The infrapatellar fat body or pad represents an anterior part of the median septum, which, with the cruciate ligaments, separates the two femorotibial articulations. From the medial and lateral borders of the articular surface of the patella, reduplications of synovial mem- brane project into the interior of the joint and form two fringelike alar folds, which cover collections of fat. The fat pad is a normal structure but in many cases it may become inflamed or impinge within the patella and femoral condyle and become problematic.



In the region of the knee there is an important genicular anastomosis. This consists of a superficial plexus above and below the patella, plus a deep plexus on the capsule of the knee joint and the adjacent bony surfaces. The anastomosis is made up of terminal interconnections of 10 vessels. Two of these descend into the joint—the descending branch of the lateral circumflex femoral artery and the descending genicular branch of the femoral artery. Five are branches of the popliteal artery at the level of the knee—the medial superior genicular, lateral superior genicular, middle genicular, medial inferior genicular, and lateral inferior genicular arteries. Three branches of leg arteries ascend to the anastomosis—the posterior tibial recurrent, circumflex fibular, and anterior tibial recurrent arteries. Veins of the same names accompany the arteries. The lymphatics of the knee joint drain to the popliteal and inguinal node groups.

The nerves of the knee joint are numerous. Articular branches of the femoral nerve reach the knee via the nerves to the vastus muscles and the saphenous nerve. The posterior division of the obturator nerve ends in the joint, and there are also articular branches of the tibial and common peroneal nerves.




The large sesamoid is developed in the tendon of the quadriceps femoris muscle. It bears against the anterior articular surface of the inferior extremity of the femur and, by holding the tendon off the lower end of the femur, improves the angle of approach to the tendon to the tibial tuberosity. The convex anterior surface of the patella is striated vertically by the tendon fibers. The superior border is thick, giving attachment to the tendinous fibers of the rectus femoris and vastus intermedius muscles. The lateral and medial borders are thinner; they receive the fibers of the vastus lateralis and vastus medialis muscles. These borders converge to the pointed apex of the patella, which gives attachment to the patellar ligament. The articular surface is a smooth oval area, divided by a vertical ridge into two facets. The ridge occupies the groove on the patellar surface of the femur, the medial and lateral facets corresponding to facing surfaces of the femur.

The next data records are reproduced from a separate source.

PR #1484, opened 2018-02-07
refactor: appheader

### LINKED ISSUE #1450: Refactor AppHeader to render the name, not the slug

  1.
  1.
  1.
  
## Specifications

  - Version:
  - Platform:
  - Subsystem:

kaitmore:
Resolves #1450 

## Proposed Changes

  - refactored the getTitle function to lookup service name from slug
  - refactored breadcrumbs. it needed both the service name and the slug, so I passed it a serviceNameLookup object


src/components/AppHeader/AppHeader.js
```diff
@@ -10,37 +12,49 @@ import { trimID } from "utils";
...
-  // Else just display Fabric
-  if (selectedInstanceID) {
-    return `${selectedServiceSlug} : ${trimID(selectedInstanceID)}`;
-  } else if (selectedServiceSlug) {
-    return selectedServiceSlug;
+function getTitle(pathArray, services) {
+  const [selectedServiceSlug = "", selectedInstance = ""] = pathArray;
+
+  const selectedService =
+    (services[selectedServiceSlug] && services[selectedServiceSlug].name) ||
```
spmcbride1201: We should probably add the version to the end of the name string to make that more explicit.

PR #1488, opened 2018-02-08
refactor: change state management to better render units dynamically

### LINKED ISSUE #1478: Graph labels have some confusing labels
## Actual Behavior
 The sub-panes in the service instance views have some confusing labels.  Initially I thought it would be Kb, Mb, Gb, but it seems to be 1000, Million, Billion (of bytes presumably?)

A label specifying/explaining the units, or perhaps changing to Kb, Mb, Gb would help clarify.

  1.
  1.
  1.
  
screen shot 2018-02-06 at 10 58 50 am

## Specifications
  - Version: 1.0.4
  - Platform: Chrome
  - Subsystem:

spmcbride1201:
Resolves #1478 

## Things I may need to do
* I noticed that it seems like the lifecycle hooks are a bit messed up when I messed around in storybook. Something is probably off with how I'm storing local state and comparing things. 
* The Y axis also really should render the correct units
* I also need some realistic unit test around the new utility functions
  
## How to Test

  - Click around the app and look for regressions. Notice how the unit labels now render
  - Carefully review my crazy change


src/utils/index.js
```diff
@@ -119,6 +120,48 @@ export function formatAsDecimalString(number, numberOfDecimals = 3) {
...
+ * and rounding to a desired unit of precision
+ * @export
+ * @param {number} rawValue
+ * @param {string} baseUnit
+ * @param {string} resultUnit
+ * @param {number} precision
+ * @returns string
+ */
+export function formatMetricString(rawValue, baseUnit, resultUnit, precision) {
+  precisionValueGenerator(precision);
```
kaitmore: Seems like this might be leftover^^

PR #1503, opened 2018-02-12
chore: set CircleCI timezone to EST before running tests

### LINKED ISSUE #1483: Configure CircleCI to use EST when running our unit tests to prevent timezone issues from breakout our snapshots that use shallow()
JVMHeaderContent, GoHeaderContent, and Summary views are all using shallow instead of render because of issues with using Date.now in the Uptime component.

When doing a full render, CI fails because dates/times are based on the timezone of the CircleCI server https://medium.com/front-end-hacking/jest-snapshot-testing-with-dates-and-times-f3badb8f1d87

This solution uses `moment`, which is a big library and would require refactoring the Uptime component just so our snapshots work. There is probably a better solution out there like setting the timezone in our circleci config.

spmcbride1201:
Resolves #1483 

## Proposed Changes

  - Set timezone in CircleCI Config
  - Also explicitly set the TZ environment variable immediately before running `npm test` to force POSIX behavior between Mac and Linux (this sacrifices clean Windows support pending use of `moment` or `date-fns`
  
## How to Test

  - Confirm that `npm test` passes locally without snapshot errors
  - Confirm that CircleCI passed without snapshot errors
  - `npm start` and confirm the Summary components don't have visual regressions


spmcbride1201:
Still getting really odd errors after setting the timezone to NYC time: 
image

spmcbride1201:
I'm not totally clear why this was the case, but it seems that the timezone information when we locally run `npm test` hasn't been correct. Mac OS also seems to express time zones slightly differently. By setting the timezone environment variable before running npm test, we force things to behave the same on Mac and Linux. I'm going to remove the timezone from the UI now that I'm done testing, but this should be ready for review in a few minutes.

spmcbride1201:
@kaitmore - I addressed your comments!

PR #1507, opened 2018-02-13
build: add git safety belts prior to publishing

### LINKED ISSUE #1349: Publish Script should Error out if there are uncommitted file changes
## Proposed Changes

* Modify the publish script to make sure that the project doesn't have any uncommitted file changes and bail out if there are. This would help protect against builds with accidental content from getting published to Dockerhub

spmcbride1201:
Resolves #1349

## Proposed Changes

  - Add safety checks to our publish script to be sure that we have master checked out and that there aren't any local uncommitted changes
  
## How to Test

  - Run `npm run publish -- --dryRun` and confirm that the dry run works as before
  - Run `npm run publish` and confirm that it errors out for not having master checked out
  - Change my test to resolve the promise if we are not on master
  - Run `npm run publish` and confirm that it errors out for having local uncommitted changes
  - Locally commit your changes (being sure not to push them to origin) and run `npm test` to make sure you get to the first confirmation question. Hit ctrl+C to exit without taking any action


kaitmore:
I assume you meant `npm run publish` not `npm test`

Everything is working for me except for the last step. After locally committing, `confirmNoUncommited` is still failing (which is to be expected since it's a dry run) but it's saying I having 2 uncommitted changes.

PR #1541, opened 2018-02-21
test: base instance view

kaitmore:
Resolves #

## Proposed Changes

  - Added a helper function that asserts a testcafe array-like thingy (?) is in order
  - Added a test for views common to both JVM & GO. Since Routes and Functions views are functionally identical, we decided that it was ok to just test Routes view to avoid duplication.
  - Updated the `test:e2e:local` command to use headless chrome
## How to Test

  - `npm run test:e2e:local`


e2e-tests/tests/base-instance-view.js
```diff
@@ -0,0 +1,240 @@
...
+  // Average Response Time readout
+  const summaryAvgResponseTimeReadoutText = await instanceViewModel.summaryAvgResponseTimeReadout.find(
+    "span"
+  ).innerText;
+
+  await t
+    .expect(instanceViewModel.summaryAvgResponseTimeReadout)
+    .ok()
+    .expect(summaryAvgResponseTimeReadoutText)
+    .match(/[+-]?([0-9]*[.])?[0-9]+\s(ms)|-/); // match `<float> ms` or a dash -
```
spmcbride1201: For regular expressions, I now like to create and save an example with good sample data on regexr so folks can get a grasp of how the expression behaves. An example of this is https://regexr.com/3kof2. Can you please do the same?

e2e-tests/tests/base-instance-view.js
```diff
@@ -0,0 +1,240 @@
...
+const instanceViewModel = new BaseInstanceViewModel();
+const fabricViewModel = new FabricViewModel();
+const serviceViewModel = new ServiceViewModel();
+
+// The following test all views common to both JVM and GO instance views
+fixture`Instance View`.page`http://localhost:3000`.beforeEach(
+  async t =>
+    await t
+      .click(fabricViewModel.linkStable)
+      .click(fabricViewModel.servicesCards.nth(0))
```
jsweetland: Same comment as the other PR, might want to make sure at least one card is there before attempting to click it. Same goes for the line immediately after this one.

e2e-tests/tests/base-instance-view.js
```diff
@@ -0,0 +1,240 @@
...
+test("Verify Summary View Layout", async t => {
+  //  Expect the 2 layout sections to be present
+  await t
+    .expect(instanceViewModel.summaryVitalsSection)
+    .ok()
+    .expect(instanceViewModel.summaryStatisticsSection)
+    .ok();
+
+  // Wait for readout cards to be populated
+  await t.wait(3000);
```
jsweetland: Is there something we can key on for this rather than waiting a static amount of time?

e2e-tests/tests/base-instance-view.js
```diff
@@ -0,0 +1,240 @@
...
+  let aRoutesTableRow = await instanceViewModel.routesTableRows.nth(-1);
+  await t.click(aRoutesTableRow);
+  aRoutesTableChart = await instanceViewModel.routesChart.count;
+  await t.expect(aRoutesTableChart).eql(1);
+
+  // Search
+  await t.typeText(instanceViewModel.inputSearchRoutes, "r");
+  routesTableRowsCount = await instanceViewModel.routesTableRows.count;
+  await t.expect(routesTableRowsCount).gt(0);
+  //  Clear search and expect to see all routes
```
jsweetland: Nitpick, add an EOL before this line to maintain consistent whitespace.

e2e-tests/tests/base-instance-view.js
```diff
@@ -0,0 +1,240 @@
...
+  await t
+    .click(instanceViewModel.selectSortRoutes)
+    .click(instanceViewModel.optionSortRoutesLatency99);
+
+  // Expect that the table rows are sorted in ascending order by latency 99%
+  await assertSorted(t, instanceViewModel.routesTableColsLatency99);
+});
+
+test("Verify Explorer View Functionality", async t => {
+  await t.wait(3000);
```
jsweetland: Same as above, can we key on something instead of waiting a static amount of time?

e2e-tests/tests/base-instance-view.js
```diff
@@ -0,0 +1,240 @@
...
+  await t.expect(inspectorGraphCount).eql(0);
+
+  // Click the first inspector item
+  const firstItem = await instanceViewModel.inspectorItems.nth(0);
+  const firstItemTitle = await instanceViewModel.inspectorItems.nth(0)
+    .innerText;
+  await t.click(firstItem);
+
+  // Wait for the graph to populate
+  await t.wait(1000);
```
jsweetland: Same as above

e2e-tests/tests/base-instance-view.js
```diff
@@ -0,0 +1,240 @@
...
+    .eql(firstItemGraphTitle);
+
+  // Grab the first inspector item text to use as a search string
+  const searchString = await instanceViewModel.inspectorItems.nth(0).innerText;
+
+  await t.typeText(instanceViewModel.inputSearchMetrics, searchString, {
+    paste: true
+  });
+
+  await t.wait(1000);
```
jsweetland: Same

PR #1561, opened 2018-02-23
fix: resolve issues with safari/edge/ie

kaitmore:
## Proposed Changes

  - While watching one of the browserstack videos I noticed some shenanigans with the hash in the url bar, and then found this related testcafe issue: https://github.com/DevExpress/testcafe/issues/2005
Adding trailing slashes to all our page fixtures solved it!
  - I also fixed the instance view (go) test that was failing yesterday due to some missing selectors
  - Enabled `test:e2e` step in circle ci 

## How to Test

  - `npm run test:e2e` the tests are really slow, but they should pass!


e2e-tests/view-models/instance-go-view-model.js
```diff
@@ -5,6 +5,13 @@ import BaseInstanceViewModel from "./base-instance-view-model";
 export default class InstanceGoViewModel extends BaseInstanceViewModel {
   constructor() {
     super();
+    // Summary
+    this.summaryHostCPUReadout = ReactSelector(
+      "ReadoutDisplay ItemDisplay"
+    ).withText("Host CPU Utilized");
+    this.summaryMemoryReadout = ReactSelector(
+      "ReadoutDisplay ItemDisplay"
+    ).withText("Memory Utilized");
```
jsweetland: This is good for this PR but will need to be updated to follow the same scheme as the other UI text stuff for internationalization.

PR #1570, opened 2018-02-27
feat: improved app header style

shanberg:
## Proposed Changes

  - Cleaner style for App header.
  - Improved margins for page title text.
  - Better style for background graphic


src/components/AppHeader/components/AppHeaderContainer.js
```diff
@@ -1,25 +1,24 @@
 import styled from "styled-components";
 
 import { COLOR_ALT_BACKGROUND } from "style/styleVariables";
-
-import BannerBackgroundImage from "images/mesh-long.png";
+import BannerBackgroundImage from "images/mesh-4k.png";
```
spmcbride1201: LOL. A 5.8mb image. I ran this through an optimizer and got it down to 1.2mb, but that's still pretty expensive. I'd like for us to compare this to using an SVG here. If an SVG isn't suitable, we need to use `srcset`, provide a few different sizes, and let the browser figure it out. https://css-tricks.com/responsive-images-css/. Also https://www.youtube.com/watch?v=eMtcF7f9PUU. I think using `image-set` is okay. All the images in the image set should be optimized.

spmcbride1201: If you like that youtube, you might like the course it's from: https://www.udacity.com/course/responsive-images--ud882

shanberg:
Adding that image was a mistake. I had the size down to 180kb. Will fix.

shanberg:
Size reduced to 100k.

PR #768, opened 2026-06-09
fix(ci): run model-sync scripts with pinned local tsx, not pnpm dlx

erin2722:
The "sync new models" job failed with `Cannot find module 'zod'` when running sync_models.ts. The scripts were invoked via `pnpm dlx tsx`, which (1) fetches an unpinned tsx into an isolated dlx store on every run, and (2) resolves the script's bare imports outside the workspace. `zod` is a dependency of `packages/proxy` and is not hoisted to the repo root, so a tsx build whose `resolveTsPaths` no longer falls back to the package's node_modules (the proxy tsconfig sets `paths` without a `baseUrl`) cannot resolve it.

Pin `tsx` as a root devDependency and invoke the scripts via `pnpm exec tsx` — the same in-workspace pattern already used for `pnpm exec vitest` in these workflows. This makes the tsx version deterministic and resolves `zod` from the installed workspace tree. Applied across sync-models, fix-missing-model-bot-issues, and verify-deployed-models (all shared the same dlx pattern).

Verified locally on Node 24.16.0 (the CI version): `pnpm exec tsx packages/proxy/scripts/sync_models.ts normalize-local-models` runs to completion (rc=0), loading the full zod-based schema.

### DIFF
--- a/.github/workflows/fix-missing-model-bot-issues.yaml
+++ b/.github/workflows/fix-missing-model-bot-issues.yaml
@@ -236,7 +236,7 @@ jobs:
             body_file="$BATCH_DIR/issue-${issue_number}.body.md"
             result_file="$BATCH_DIR/results/issue-${issue_number}.initial.json"
 
-            pnpm dlx tsx packages/proxy/scripts/fix_bot_issue.ts resolve-issue \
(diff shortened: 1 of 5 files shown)


erin2722:
fixing https://github.com/braintrustdata/braintrust-proxy/actions/runs/27204770376/job/80382448871#step:22:19

PR #818, opened 2026-06-17
update claude naming order

annalinwang:
claude display names should have the number at the end (e.g. Claude Opus 4.8 instead of Claude 4.8 Opus)
CleanShot 2026-06-17 at 17 54 08@2x


erin2722 (approved):
ty 💚

PR #864, opened 2026-06-25
Add script to deprecate models

erin2722:
LiteLLM seems to be falling behind on deprecating models, and a few customers have mentioned this as a code smell for our product. This adds a new script that calls the model list endpoints on the providers that have it available (eventually I might just start treating this as the canonical source all around, but this will be a nice way to test it out). It also changes the way we make provider calls in these scripts to centralize on using the Braintrust CI key, because that way we only need to manage a single set of keys for all the model provider stuff.


packages/proxy/scripts/deprecated_model_ids.json
```diff
@@ -0,0 +1,82 @@
+[
```
erin2722, line 1: this protects against the sync models or ai-powered update model jobs from re-adding these old models if other online sources are out of date

knjiang (approved):

knjiang:
https://platform.claude.com/docs/en/about-claude/model-deprecations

The lateral facet is broader and deeper than the medial. Inferior to the faceted area is a rough nonarticular portion from which the lower half of the patella ligament arises.

The patella maintains a shifting contact with the femur in all positions of the knee. As the knee shifts from a fully flexed to a fully extended position, first the superior, then the middle, and lastly the inferior parts of the articular surface of the patella are brought into contact with the patellar surfaces of the femur. The largest amount of contact between the patella and the trochlea is at about 45 degrees of knee flexion.

Ossification develops from a single center, which appears early in the third year of life. Complete ossification occurs by age 13 in the male and at about age 10 in the female.